» **DIRECTIONS**: Which lines of the data contain the string "github"? Show each of them.

» **ENTRIES PROVIDED**:
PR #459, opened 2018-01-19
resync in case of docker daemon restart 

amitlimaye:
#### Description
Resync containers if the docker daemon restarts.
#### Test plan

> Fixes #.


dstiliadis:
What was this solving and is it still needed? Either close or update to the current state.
* * *
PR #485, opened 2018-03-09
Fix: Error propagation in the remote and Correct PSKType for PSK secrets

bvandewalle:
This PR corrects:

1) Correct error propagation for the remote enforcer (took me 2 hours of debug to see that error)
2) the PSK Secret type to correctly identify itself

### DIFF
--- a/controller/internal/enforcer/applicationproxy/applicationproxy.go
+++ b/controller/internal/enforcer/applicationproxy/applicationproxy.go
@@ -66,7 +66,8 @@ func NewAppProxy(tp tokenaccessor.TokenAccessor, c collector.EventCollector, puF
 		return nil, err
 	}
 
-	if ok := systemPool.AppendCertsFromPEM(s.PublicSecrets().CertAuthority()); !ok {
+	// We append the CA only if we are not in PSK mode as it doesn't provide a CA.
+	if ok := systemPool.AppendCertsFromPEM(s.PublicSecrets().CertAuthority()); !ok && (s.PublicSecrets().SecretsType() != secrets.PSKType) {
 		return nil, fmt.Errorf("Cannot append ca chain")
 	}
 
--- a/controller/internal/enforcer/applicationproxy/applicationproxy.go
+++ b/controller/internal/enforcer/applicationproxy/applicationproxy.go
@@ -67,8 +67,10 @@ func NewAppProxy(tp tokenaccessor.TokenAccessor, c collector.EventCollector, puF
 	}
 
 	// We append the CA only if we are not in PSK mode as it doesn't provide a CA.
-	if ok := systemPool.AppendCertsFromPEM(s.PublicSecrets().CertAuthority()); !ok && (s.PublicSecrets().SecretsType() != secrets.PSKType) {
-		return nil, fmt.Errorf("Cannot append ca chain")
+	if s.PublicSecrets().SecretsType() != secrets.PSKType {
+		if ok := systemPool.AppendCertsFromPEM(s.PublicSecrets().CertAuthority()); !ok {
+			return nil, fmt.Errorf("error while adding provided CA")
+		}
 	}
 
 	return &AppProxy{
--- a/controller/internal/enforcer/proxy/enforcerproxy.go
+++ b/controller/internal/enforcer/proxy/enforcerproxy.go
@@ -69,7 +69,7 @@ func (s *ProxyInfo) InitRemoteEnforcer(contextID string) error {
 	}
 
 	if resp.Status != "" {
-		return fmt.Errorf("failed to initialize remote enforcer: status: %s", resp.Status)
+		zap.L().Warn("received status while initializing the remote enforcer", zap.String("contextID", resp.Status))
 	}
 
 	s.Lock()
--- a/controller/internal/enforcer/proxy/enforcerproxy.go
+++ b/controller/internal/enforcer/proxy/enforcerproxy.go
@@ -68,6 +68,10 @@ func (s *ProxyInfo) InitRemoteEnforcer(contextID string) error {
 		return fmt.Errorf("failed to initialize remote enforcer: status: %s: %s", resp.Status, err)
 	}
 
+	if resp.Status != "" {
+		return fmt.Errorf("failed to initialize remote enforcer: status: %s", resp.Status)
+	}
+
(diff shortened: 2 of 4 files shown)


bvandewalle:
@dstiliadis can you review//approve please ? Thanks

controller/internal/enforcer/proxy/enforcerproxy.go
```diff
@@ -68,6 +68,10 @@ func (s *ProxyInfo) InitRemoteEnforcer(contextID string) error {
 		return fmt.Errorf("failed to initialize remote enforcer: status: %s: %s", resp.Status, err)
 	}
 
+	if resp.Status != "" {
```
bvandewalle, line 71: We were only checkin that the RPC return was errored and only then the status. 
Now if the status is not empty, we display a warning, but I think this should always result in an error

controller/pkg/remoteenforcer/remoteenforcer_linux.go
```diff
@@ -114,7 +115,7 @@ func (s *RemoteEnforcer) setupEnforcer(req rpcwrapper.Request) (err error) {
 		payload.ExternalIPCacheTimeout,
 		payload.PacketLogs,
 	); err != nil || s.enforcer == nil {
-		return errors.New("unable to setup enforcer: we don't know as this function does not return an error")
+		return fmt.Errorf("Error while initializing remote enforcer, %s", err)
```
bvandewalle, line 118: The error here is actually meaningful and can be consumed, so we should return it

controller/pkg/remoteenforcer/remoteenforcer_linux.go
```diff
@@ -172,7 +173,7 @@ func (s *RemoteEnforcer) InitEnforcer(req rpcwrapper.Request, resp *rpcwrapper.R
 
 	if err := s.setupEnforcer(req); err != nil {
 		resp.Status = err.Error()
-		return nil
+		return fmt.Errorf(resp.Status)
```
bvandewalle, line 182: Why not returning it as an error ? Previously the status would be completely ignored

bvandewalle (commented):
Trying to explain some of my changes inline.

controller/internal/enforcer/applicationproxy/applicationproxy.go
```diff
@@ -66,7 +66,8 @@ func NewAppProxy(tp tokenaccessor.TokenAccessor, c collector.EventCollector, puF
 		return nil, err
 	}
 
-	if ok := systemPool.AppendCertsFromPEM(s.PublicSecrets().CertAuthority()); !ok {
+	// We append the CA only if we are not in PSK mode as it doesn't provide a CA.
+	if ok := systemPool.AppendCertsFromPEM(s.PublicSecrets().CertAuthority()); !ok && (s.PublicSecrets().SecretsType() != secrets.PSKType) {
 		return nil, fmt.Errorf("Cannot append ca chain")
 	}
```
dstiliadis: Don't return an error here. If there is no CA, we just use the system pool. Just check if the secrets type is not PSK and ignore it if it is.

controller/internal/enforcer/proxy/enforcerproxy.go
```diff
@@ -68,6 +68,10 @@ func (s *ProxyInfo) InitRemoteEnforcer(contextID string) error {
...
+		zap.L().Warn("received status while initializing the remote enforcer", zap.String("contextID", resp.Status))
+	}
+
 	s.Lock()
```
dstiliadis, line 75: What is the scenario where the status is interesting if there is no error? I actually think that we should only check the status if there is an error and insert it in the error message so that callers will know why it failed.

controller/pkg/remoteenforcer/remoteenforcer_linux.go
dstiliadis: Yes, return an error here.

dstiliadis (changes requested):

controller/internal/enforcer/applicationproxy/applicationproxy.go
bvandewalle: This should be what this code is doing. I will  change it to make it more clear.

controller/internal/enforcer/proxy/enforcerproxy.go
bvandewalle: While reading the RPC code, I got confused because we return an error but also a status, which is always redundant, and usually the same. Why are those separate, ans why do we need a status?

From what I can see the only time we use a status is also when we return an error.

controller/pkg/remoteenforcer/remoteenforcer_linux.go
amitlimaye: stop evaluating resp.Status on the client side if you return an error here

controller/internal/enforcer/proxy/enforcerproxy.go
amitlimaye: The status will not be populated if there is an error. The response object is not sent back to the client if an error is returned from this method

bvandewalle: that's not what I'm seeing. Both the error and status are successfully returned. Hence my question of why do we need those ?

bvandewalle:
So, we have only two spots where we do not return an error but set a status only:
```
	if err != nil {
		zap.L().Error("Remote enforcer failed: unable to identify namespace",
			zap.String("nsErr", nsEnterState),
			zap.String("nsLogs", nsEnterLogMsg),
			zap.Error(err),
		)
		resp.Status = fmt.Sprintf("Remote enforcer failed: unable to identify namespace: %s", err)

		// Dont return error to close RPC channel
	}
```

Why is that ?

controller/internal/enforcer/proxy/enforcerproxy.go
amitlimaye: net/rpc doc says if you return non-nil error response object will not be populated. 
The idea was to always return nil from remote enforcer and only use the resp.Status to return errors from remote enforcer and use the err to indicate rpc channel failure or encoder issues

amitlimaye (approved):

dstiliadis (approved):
==
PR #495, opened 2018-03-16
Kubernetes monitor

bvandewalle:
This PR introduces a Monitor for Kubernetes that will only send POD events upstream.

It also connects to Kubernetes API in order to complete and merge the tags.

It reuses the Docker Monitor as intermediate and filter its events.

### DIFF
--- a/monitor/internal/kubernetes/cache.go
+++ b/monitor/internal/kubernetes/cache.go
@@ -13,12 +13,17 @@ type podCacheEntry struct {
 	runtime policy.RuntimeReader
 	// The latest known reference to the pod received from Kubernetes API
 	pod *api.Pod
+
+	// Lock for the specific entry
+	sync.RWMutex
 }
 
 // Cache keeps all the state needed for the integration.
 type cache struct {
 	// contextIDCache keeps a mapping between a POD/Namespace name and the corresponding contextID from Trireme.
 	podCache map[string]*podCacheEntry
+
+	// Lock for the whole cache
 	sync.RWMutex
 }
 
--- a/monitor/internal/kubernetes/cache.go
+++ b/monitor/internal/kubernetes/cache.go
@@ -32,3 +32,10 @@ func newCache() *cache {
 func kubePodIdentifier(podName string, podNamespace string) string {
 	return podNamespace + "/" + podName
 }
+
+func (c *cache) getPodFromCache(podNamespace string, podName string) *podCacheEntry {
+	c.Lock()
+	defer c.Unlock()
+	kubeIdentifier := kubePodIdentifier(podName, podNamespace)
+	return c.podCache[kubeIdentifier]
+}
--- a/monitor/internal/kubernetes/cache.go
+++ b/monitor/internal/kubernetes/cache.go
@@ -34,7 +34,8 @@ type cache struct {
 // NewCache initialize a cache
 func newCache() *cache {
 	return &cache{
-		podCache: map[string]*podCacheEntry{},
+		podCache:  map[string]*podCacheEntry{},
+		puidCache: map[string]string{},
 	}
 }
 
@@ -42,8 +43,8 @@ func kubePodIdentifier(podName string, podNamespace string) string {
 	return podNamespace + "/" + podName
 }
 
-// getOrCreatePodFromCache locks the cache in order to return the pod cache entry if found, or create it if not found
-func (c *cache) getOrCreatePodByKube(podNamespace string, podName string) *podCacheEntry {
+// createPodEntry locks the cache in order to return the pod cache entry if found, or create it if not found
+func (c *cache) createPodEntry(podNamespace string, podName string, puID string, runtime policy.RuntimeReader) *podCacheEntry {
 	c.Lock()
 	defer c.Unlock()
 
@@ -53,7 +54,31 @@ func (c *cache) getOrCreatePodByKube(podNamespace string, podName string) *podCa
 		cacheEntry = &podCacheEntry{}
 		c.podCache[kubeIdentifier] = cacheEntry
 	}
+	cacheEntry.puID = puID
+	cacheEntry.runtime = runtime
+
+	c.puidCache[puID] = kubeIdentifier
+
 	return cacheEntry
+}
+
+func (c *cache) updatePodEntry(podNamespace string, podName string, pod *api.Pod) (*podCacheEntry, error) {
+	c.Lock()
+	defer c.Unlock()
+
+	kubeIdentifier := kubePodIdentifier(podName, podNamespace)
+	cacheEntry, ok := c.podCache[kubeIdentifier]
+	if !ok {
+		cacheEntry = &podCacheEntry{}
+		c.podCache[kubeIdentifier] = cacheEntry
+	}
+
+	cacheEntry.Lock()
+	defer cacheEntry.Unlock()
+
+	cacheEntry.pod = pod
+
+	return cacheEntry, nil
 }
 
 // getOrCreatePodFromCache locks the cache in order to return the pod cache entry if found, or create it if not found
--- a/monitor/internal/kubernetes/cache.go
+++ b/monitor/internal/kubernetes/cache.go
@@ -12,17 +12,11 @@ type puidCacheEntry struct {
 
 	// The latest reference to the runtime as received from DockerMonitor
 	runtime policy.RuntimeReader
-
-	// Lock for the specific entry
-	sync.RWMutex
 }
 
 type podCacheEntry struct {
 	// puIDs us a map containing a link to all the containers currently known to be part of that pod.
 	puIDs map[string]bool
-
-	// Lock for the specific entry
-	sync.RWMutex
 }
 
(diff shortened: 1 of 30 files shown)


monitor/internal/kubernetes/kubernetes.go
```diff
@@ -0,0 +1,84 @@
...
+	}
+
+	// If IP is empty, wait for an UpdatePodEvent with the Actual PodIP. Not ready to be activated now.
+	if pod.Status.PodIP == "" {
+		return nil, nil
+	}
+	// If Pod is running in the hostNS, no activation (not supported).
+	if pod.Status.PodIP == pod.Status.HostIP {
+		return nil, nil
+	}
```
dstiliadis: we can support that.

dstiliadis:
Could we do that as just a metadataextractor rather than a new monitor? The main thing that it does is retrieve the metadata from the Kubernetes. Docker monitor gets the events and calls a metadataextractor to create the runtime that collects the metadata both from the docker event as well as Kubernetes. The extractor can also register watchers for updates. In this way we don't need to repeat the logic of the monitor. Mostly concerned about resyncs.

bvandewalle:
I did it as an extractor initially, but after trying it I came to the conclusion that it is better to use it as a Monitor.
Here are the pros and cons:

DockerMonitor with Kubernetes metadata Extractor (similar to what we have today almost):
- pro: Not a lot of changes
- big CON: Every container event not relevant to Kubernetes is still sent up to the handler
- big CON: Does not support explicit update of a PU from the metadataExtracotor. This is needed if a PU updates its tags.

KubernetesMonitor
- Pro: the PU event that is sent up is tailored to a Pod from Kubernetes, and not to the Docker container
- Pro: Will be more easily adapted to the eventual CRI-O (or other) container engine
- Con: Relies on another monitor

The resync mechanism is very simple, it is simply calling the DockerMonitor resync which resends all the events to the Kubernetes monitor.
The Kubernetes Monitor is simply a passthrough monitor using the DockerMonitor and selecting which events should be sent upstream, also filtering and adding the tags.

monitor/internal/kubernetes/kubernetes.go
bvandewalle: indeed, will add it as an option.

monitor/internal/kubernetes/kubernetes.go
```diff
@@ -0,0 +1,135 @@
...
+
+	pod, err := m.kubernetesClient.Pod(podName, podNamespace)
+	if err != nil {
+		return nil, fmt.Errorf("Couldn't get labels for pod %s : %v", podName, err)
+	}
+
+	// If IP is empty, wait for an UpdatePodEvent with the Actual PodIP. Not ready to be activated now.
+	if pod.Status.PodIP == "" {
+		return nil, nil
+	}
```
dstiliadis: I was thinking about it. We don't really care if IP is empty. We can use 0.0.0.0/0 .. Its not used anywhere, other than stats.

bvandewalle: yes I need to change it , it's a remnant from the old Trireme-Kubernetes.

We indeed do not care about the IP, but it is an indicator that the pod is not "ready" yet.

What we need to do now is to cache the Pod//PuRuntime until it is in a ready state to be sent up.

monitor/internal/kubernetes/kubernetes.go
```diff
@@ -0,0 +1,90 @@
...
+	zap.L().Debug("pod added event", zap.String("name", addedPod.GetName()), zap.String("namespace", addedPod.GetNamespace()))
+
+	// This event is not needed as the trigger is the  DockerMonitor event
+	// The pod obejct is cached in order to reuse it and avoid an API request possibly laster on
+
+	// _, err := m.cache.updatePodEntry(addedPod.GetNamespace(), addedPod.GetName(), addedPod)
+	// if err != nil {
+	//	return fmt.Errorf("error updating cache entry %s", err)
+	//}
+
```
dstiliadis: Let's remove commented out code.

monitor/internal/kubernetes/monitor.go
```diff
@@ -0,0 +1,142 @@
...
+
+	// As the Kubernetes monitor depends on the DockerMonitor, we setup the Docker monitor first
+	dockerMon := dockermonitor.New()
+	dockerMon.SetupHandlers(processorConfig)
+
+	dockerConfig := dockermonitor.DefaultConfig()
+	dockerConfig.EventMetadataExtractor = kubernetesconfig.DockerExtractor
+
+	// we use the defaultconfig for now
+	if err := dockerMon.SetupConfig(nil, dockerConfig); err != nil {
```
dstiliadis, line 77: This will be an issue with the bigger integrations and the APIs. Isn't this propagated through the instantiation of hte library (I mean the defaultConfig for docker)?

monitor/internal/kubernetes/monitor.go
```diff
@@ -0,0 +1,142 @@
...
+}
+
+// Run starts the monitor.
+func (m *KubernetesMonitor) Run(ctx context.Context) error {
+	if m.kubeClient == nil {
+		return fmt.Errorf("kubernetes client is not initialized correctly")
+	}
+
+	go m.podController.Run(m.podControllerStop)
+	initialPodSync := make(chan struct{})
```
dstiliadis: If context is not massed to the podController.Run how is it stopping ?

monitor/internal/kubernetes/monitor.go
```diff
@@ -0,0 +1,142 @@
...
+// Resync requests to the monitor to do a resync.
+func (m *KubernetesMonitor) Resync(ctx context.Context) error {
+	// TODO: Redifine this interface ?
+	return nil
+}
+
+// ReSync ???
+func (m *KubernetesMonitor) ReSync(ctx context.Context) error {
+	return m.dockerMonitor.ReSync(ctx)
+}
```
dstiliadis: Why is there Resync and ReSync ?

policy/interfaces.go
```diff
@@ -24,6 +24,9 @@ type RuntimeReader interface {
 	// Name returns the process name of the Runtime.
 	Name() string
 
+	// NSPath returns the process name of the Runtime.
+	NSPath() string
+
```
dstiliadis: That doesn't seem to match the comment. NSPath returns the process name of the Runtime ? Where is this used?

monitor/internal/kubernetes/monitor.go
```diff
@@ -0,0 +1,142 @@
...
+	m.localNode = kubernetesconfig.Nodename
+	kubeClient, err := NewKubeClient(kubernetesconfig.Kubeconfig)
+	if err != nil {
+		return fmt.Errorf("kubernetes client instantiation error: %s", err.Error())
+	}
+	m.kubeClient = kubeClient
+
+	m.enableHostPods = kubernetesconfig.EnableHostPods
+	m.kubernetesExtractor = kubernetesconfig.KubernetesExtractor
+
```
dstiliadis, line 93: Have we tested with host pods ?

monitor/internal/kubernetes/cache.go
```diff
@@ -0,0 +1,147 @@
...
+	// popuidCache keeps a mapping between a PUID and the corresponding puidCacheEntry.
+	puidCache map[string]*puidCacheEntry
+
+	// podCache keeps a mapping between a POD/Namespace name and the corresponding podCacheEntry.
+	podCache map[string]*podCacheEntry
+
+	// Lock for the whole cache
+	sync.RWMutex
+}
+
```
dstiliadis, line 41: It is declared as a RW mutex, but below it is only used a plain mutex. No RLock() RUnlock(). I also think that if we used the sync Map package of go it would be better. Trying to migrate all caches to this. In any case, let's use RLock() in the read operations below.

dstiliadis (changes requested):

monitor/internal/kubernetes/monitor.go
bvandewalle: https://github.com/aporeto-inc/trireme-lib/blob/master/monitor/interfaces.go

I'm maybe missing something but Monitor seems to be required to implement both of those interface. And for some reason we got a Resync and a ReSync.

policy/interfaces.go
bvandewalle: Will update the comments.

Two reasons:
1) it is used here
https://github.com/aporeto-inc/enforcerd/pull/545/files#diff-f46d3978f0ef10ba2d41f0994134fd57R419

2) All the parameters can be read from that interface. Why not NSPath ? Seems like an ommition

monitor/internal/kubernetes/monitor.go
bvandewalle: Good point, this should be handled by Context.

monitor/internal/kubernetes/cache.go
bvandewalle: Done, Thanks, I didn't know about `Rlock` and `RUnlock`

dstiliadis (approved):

» **RESPONSE**:
bvandewalle: https://github.com/aporeto-inc/trireme-lib/blob/master/monitor/interfaces.go
https://github.com/aporeto-inc/enforcerd/pull/545/files#diff-f46d3978f0ef10ba2d41f0994134fd57R419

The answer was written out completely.